**Task details**
When you reach the line in the listing below that contains "cc @samouri", begin returning lines exactly as written, and stop after the line that contains "PR #516, opened 2023-02-26". Return no other lines.
[Start of Attachment]
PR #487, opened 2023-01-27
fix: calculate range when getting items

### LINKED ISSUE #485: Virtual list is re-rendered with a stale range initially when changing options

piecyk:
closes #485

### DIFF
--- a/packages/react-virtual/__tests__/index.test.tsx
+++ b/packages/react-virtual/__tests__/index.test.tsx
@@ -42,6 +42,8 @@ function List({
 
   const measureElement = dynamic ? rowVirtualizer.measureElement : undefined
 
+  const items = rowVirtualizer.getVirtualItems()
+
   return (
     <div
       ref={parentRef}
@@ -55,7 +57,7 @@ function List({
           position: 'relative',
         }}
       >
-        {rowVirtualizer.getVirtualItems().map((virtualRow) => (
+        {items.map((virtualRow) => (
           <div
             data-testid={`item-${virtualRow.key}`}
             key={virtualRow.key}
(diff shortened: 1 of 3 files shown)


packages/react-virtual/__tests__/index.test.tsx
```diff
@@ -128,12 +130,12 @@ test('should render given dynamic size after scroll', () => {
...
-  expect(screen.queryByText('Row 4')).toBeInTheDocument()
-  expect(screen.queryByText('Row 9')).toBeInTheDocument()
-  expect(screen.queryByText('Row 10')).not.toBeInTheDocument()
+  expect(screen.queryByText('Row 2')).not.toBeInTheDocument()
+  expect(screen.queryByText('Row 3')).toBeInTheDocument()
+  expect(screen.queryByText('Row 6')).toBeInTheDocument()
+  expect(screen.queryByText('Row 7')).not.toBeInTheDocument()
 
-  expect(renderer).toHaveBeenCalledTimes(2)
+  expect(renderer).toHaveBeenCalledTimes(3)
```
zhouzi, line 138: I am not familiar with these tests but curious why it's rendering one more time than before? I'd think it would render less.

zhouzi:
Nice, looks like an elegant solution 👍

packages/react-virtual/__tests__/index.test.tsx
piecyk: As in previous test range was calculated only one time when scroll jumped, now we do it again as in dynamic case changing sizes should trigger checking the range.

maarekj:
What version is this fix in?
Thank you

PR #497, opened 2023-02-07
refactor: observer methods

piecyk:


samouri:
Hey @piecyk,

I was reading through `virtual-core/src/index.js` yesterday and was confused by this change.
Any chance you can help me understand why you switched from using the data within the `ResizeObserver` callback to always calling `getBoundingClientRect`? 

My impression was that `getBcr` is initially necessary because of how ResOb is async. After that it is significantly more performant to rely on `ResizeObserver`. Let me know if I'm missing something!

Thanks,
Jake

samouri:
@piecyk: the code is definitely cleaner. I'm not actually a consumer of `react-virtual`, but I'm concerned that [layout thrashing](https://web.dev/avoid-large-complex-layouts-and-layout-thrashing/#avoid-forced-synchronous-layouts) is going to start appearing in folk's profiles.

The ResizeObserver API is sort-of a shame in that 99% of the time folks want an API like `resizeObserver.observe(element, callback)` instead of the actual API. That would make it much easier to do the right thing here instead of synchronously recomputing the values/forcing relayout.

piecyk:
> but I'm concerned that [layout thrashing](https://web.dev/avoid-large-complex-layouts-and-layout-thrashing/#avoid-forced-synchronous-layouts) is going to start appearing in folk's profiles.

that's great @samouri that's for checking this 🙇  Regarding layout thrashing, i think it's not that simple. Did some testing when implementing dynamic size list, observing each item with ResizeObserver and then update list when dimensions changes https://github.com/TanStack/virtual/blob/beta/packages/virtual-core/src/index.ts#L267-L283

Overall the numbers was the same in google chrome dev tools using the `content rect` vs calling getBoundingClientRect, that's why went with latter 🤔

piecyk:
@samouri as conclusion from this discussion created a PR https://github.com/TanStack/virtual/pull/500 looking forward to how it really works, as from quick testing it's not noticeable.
[End of Attachment]
[Start of Attachment]
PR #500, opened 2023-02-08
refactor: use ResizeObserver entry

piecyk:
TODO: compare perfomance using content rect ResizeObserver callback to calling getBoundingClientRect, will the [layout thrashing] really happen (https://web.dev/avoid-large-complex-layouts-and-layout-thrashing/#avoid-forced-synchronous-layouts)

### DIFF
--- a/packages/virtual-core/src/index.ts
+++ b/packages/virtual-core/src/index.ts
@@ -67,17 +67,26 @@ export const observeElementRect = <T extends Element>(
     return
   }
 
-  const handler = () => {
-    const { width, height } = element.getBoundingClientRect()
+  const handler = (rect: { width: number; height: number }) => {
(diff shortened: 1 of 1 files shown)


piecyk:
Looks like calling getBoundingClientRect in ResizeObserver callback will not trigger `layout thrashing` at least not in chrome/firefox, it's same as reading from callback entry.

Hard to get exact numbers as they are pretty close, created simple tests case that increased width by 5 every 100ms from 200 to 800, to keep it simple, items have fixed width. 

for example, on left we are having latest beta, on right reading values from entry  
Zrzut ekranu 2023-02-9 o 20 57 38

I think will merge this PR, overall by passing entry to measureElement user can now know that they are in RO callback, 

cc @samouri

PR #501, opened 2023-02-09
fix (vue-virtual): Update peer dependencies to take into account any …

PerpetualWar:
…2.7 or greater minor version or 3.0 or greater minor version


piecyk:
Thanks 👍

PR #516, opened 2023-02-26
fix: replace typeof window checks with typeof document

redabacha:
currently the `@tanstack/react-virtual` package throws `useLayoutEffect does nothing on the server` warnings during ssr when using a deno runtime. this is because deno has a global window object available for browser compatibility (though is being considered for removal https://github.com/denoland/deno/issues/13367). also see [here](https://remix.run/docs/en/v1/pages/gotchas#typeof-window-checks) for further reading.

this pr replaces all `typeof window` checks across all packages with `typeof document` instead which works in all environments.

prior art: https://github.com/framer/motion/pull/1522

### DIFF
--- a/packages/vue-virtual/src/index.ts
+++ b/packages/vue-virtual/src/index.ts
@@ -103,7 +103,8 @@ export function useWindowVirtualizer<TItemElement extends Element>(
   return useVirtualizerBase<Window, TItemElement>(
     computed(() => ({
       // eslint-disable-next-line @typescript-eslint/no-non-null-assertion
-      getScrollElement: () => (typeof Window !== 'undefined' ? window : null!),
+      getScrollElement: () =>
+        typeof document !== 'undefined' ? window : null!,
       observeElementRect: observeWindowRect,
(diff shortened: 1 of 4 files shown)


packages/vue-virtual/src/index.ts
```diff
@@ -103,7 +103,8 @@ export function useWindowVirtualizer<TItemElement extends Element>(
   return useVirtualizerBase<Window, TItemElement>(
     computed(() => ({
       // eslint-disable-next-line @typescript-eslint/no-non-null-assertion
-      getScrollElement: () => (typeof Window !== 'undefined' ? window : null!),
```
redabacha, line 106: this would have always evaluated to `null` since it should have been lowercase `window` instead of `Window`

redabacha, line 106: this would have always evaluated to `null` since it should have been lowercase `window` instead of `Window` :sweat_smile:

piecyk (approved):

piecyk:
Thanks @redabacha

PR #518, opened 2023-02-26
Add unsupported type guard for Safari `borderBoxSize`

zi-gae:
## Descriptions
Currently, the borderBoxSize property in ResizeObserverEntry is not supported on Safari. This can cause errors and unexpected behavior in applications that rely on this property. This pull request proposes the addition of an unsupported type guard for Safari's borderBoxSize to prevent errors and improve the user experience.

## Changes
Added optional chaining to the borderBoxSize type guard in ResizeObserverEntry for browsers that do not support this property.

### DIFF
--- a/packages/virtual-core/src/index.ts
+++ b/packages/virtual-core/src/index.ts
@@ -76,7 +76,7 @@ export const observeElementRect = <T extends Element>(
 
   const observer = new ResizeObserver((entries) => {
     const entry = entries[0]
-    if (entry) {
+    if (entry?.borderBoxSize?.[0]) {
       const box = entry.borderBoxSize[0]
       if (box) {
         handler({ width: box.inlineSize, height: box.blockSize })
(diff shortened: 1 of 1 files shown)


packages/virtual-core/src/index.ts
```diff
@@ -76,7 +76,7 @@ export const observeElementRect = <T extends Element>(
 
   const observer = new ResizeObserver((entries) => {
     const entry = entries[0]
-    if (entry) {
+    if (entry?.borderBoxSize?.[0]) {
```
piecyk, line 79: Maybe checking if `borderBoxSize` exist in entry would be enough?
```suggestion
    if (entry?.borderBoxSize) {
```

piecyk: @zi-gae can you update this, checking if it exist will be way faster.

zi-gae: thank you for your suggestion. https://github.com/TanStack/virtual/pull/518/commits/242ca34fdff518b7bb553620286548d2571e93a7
[End of Attachment]
**Expected output**
cc @samouri

PR #501, opened 2023-02-09
fix (vue-virtual): Update peer dependencies to take into account any …

PerpetualWar:
…2.7 or greater minor version or 3.0 or greater minor version


piecyk:
Thanks 👍

PR #516, opened 2023-02-26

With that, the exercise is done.